··· RECORDS TO PROCESS ···
PR #516, opened 2022-01-05
fix mk_GEOSldasRestart for catchcnclm45

weiyuan-jiang:
When using CatchCNCLM45 with RESTART =0 or 2, the variables VAR_PFT and VAR_COL are wrong and fixed in this PR.


gmao-rreichle:
Thanks, @weiyuan-jiang, for the prompt fix. 
Since the fix touches only CatchCNCLM45, it should be trivially 0-diff for all nightly tests.  I changed the label to "0-diff trivial".  No need to run tests. 
@biljanaorescanin, did you verify that the fix solves your problem?  If so, then please approve and merge.

biljanaorescanin:
I can confirm this does fix the CatchCNCLM45 problem.

biljanaorescanin (approved):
···
→ **DESCRIPTION OF THE TASK**:
Output exactly the line containing "fix mk_GEOSldasRestart for catchcnclm45" together with every line after it, ending at the final line of the entries.

→ **EXERCISE RESPONSE**:
fix mk_GEOSldasRestart for catchcnclm45

weiyuan-jiang:
When using CatchCNCLM45 with RESTART =0 or 2, the variables VAR_PFT and VAR_COL are wrong and fixed in this PR.


gmao-rreichle:
Thanks, @weiyuan-jiang, for the prompt fix. 
Since the fix touches only CatchCNCLM45, it should be trivially 0-diff for all nightly tests.  I changed the label to "0-diff trivial".  No need to run tests. 
@biljanaorescanin, did you verify that the fix solves your problem?  If so, then please approve and merge.

biljanaorescanin:
I can confirm this does fix the CatchCNCLM45 problem.

biljanaorescanin (approved):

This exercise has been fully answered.